This topic describes how you can maintain workload uptime for Kubernetes clusters deployed with VMware Tanzu Kubernetes Grid Integrated Edition (TKGI).
To maintain workload uptime, configure the following settings in your deployment manifest:
To increase uptime, you can also refer to the documentation for the services that run on your clusters, and configure your workload based on the recommendations of the software vendor.
The Tanzu Kubernetes Grid Integrated Edition tile contains an errand that upgrades all Kubernetes clusters. Upgrades run on a single VM at a time:
While a worker VM is upgraded, the workload on that VM goes down. The cluster’s additional worker VMs continue to run replicas of your workload, maintaining the uptime of your workload.
Note: Ensure that your pods are bound to a ReplicaSet or Deployment. Naked pods are not rescheduled in the event of a node failure. For more information, see Configuration Best Practices in the Kubernetes documentation.
Upgrading a cluster with only a single control plane or worker VM results in a workload outage.
To prevent workload downtime during a cluster upgrade, VMware recommends the following:
Set the number of workload replicas to handle traffic during rolling upgrades. To replicate your workload on additional worker VMs, deploy the workload using a replica set.
Edit the spec.replicas
value in your deployment manifest:
kind: Deployment
metadata:
# ...
spec:
replicas: 3
template:
metadata:
labels:
app: APP-NAME
See the following table for more information about this section of the manifest:
Key-Value Pair | Description |
---|---|
spec: |
Set this value to at least 3 to have at least three instances of your workload running at any time. |
app: APP-NAME |
Use this app name when you define the anti-affinity rule later in the spec. |
To distribute your workload across multiple worker VMs, you must use anti-affinity rules. If you do not define an anti-affinity rule, the replicated pods can be assigned to the same worker node. See the Kubernetes documentation for more information about anti-affinity rules.
To define an anti-affinity rule, add the spec.template.spec.affinity
section to your deployment manifest:
kind: Deployment
metadata:
# ...
spec:
replicas: 3
template:
metadata:
labels:
app: APP-NAME
spec:
containers:
- name: MY-APP
image: MY-IMAGE
ports:
- containerPort: 12345
affinity:
podAntiAffinity:
requiredDuringSchedulingIgnoredDuringExecution:
- labelSelector:
matchExpressions:
- key: "app"
operator: In
values:
- APP-NAME
topologyKey: "kubernetes.io/hostname"
See the following table for more information:
Key-Value Pair | Description |
---|---|
podAntiAffinity: |
|
matchExpressions: |
This value matches spec.template.metadata.labels.app . |
values: |
This value matches the APP-NAME you defined earlier in the spec. |
Kubernetes evenly spreads pods in a replication controller over multiple Availability Zones (AZs).

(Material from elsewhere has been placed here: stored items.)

PR #30, opened 2026-08-29
feat: optional VLLM_API_KEY bearer auth (env-var, no argv leakage)

danielbanu:
## What

Adds optional bearer-token auth to the OpenAI-compatible API via the native `VLLM_API_KEY` env var, matching the pattern used in the DeepSeek V4 Flash DSpark deployment.

## Why

The cluster is exposed through a reverse proxy on a LAN-reachable head node. Without auth, any LAN client could issue completions. `VLLM_API_KEY` is natively read by vLLM as a fallback when `--api-key` is absent on the CLI, so:

- the key never lands in `argv` or the `non-default args` startup log
- no new CLI flag plumbing needed
- empty value = unauthenticated, fully backward-compatible

## How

For more granular control over scheduling pods, add an Anti-Affinity Rule
to the deployment spec by replacing "kubernetes.io/hostname"
with "failure-domain.beta.kubernetes.io/zone"
.
For more information about scheduling pods, see Advanced Scheduling in Kubernetes on the Kubernetes Blog.

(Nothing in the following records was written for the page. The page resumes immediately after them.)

Issue #22, opened 2026-08-29
Deployment fixes: hf-CLI probe fails outside PATH, SKIP_DOWNLOAD not honored for DFlash2 check, + portability nits


hsrakri:
**Field notes + proposed fixes from a real 2× DGX Spark deployment (mixed-account kit).**

First — thank you for this recipe; it's the reason GLM-5.3-Flash EXL3 came up cleanly on our two Sparks. While deploying we hit a few concrete issues (items 1–3 below, prioritized) and drafted minimal patch proposals for each, plus a handful of additional robustness/portability improvements. Happy to open a PR for any of these if useful — just say which.

---

Contribution-ready improvements for the GLM-5.3-Flash EXL3 2× DGX Spark bring-up recipe. Items 1–3 were hit by a real deployer on a mixed-account 2× Spark kit and are prioritized. Each item is a minimal patch — no rewrites.

---

## 1. `hf` CLI probe hard-fails when the CLI lives outside PATH (and still runs under `SKIP_DOWNLOAD=1`)

**File/location:** `start.sh` — the `command -v hf` / `command -v huggingface-cli` probe in the preflight/download section, and the DFlash2 presence check (~line 430).

**Problem:** The script dies with `neither hf nor huggingface-cli found` when the `hf` binary is installed in a venv not on PATH (e.g. `~/.hf-cli/venv/bin/hf`) — **even when the 164 GB of weights are already present on disk**. Worse, the DFlash2 check at ~line 430 re-runs the same probe even when `SKIP_DOWNLOAD=1` was set, so the "skip downloads" escape hatch doesn't actually skip the failure.

**Proposed change:**

1. Add an `HF_BIN` override with venv-path probing and a `huggingface_hub` python fallback, resolved once near the config block:

```bash
HF_BIN="${HF_BIN:-}"
if [ -z "$HF_BIN" ]; then
    for _c in hf huggingface-cli "$HOME/.local/bin/hf" "$HOME/.hf-cli/venv/bin/hf" /opt/hf-cli/venv/bin/hf; do
        if command -v "$_c" >/dev/null 2>&1; then HF_BIN="$_c"; break; fi
    done
fi
if [ -z "$HF_BIN" ] && python3 -c 'import huggingface_hub' >/dev/null 2>&1; then
    HF_BIN="python3 -m huggingface_hub.commands.huggingface_cli"
fi
```

[...]

PR #34, opened 2026-08-29
start.sh: bring-up robustness — implements #22 items 1/2/4 + worker cache writability preflight

Tutanka01:
Implements three of @hsrakri's #22 items (the problem descriptions were spot on; here's a working implementation, field-tested on a mixed-account kit where the worker runs a different OS user), plus one new preflight from a real deploy failure. Fixes nothing else — no serve-path changes.

## 1. HF CLI resolution (#22 item 1)

`resolve_hf_bin()` probes `hf` / `huggingface-cli`, a few common venv paths, then falls back to `python3 -m huggingface_hub.commands.huggingface_cli`. `HF_BIN` overrides everything and may contain arguments. The old probe died even when the 164 GiB were already on disk and `SKIP_DOWNLOAD=1` was set.

## 2. Revision-keyed sync marker (#22 item 2)

`.glm53-exl3-synced` inside each synced repo folder, keyed on the **snapshot commit** (`refs/main`, with the same repair fallback as `ensure_refs_main`) rather than `MODEL_REVISION` — so a `MODEL_FALLBACK` adoption re-syncs correctly since the marker lives per-cache-folder. `FORCE_SYNC=1` (or deleting the marker on the worker) forces the walk. No more full size+mtime re-verification of ~164 GiB on every `./start.sh`.

## 3. Worker death detection in the /health wait (#22 item 4)

The wait loop now inspects the worker container and bails after **3 consecutive non-running answers (~30 s)** with the existing failure-log dump, instead of polling `/health` for the full `READY_TIMEOUT` while a dead worker rank makes that mathematically hopeless. Transient ssh/docker hiccups are tolerated (only consecutive failures count).

## 4. (new) Worker cache writability preflight

Hit on a real mixed-account deploy: a **root-owned `~/.cache/huggingface` on the worker** (left over from a prior sudo/docker prepare) failed the sync mid-flight with a bare `mkdir: Permission denied` — after the image was already shipped and verified. Preflight now does `mkdir -p … && test -w …` on the worker and dies early with the exact `chown` command to run.

## Also

- `.env.example` documents `HF_BIN` and `FORCE_SYNC`
- `tests/test_bringup_robustness.py` pins the anchors, same static style as `test_warm_restart_stdout.py`

No serve-path changes: container args/env are byte-identical (inner scripts and docker runs untouched). GID handling intentionally left alone since #26 covers it. Their existing text-contract tests pass (`test_start_overrides`, `test_warm_restart_stdout`, `test_xgrammar_termination`) — plus the new one.

Verified on a 2× GB10 ThinkStation PGX pair (field data in #32).

### DIFF
--- a/.env.example
+++ b/.env.example
@@ -40,6 +40,10 @@ MODEL_REVISION=25a44fdbf16862a46b7cc9921142c6c81350af2f
 # HF cache root on the head (worker uses ${WORKER_HOME}/.cache/huggingface)
 # HF_HOME=/home/you/.cache/huggingface
 # HF_TOKEN=hf_xxx
+# HF CLI override when `hf` lives outside PATH (venv installs). May contain
+# arguments. Without it start.sh falls back to `python3 -m
+# huggingface_hub.commands.huggingface_cli` when huggingface_hub is importable.
+# HF_BIN=/home/you/.hf-cli/venv/bin/hf
 
 # --- serve -------------------------------------------------------------
 # Public GHCR image. ./start.sh docker-pulls this on the head, then on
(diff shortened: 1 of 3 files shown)


MiaAI-Lab (approved):
Bring-up only: HF CLI resolution, revision-keyed worker sync marker, fail-fast on a dead worker rank, and writable-cache preflight. Inner scripts / docker serve args are unchanged.

One operational note: `.glm53-exl3-synced` is a snapshot-hash match, not a shard count. A corrupted worker cache that still has the marker will skip the 164 GiB rsync — `FORCE_SYNC=1` (or delete the marker) is the escape hatch. Acceptable for this recipe.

If an AZ goes down, PersistentVolumes (PVs) and their data also go down and cannot be automatically re-attached. To preserve your PV data in the event of a fallen AZ, your persistent workload needs to have a failover mechanism in place.
Depending on the underlying storage type, PVs are either completely free of zonal information or can have multiple AZ labels attached. Both options enable a PV to travel between AZs.
To ensure the uptime of your PVs during a cluster upgrade, VMware recommends that you have at least two nodes per AZ. By configuring your workload as suggested, Kubernetes reschedules pods in the other node of the same AZ while BOSH is performing the upgrade.
For information about configuring PVs in Tanzu Kubernetes Grid Integrated Edition, see Configuring and Using PersistentVolumes.
For information about the supported storage topologies for Tanzu Kubernetes Grid Integrated Edition on vSphere, see PersistentVolume Storage Options on vSphere.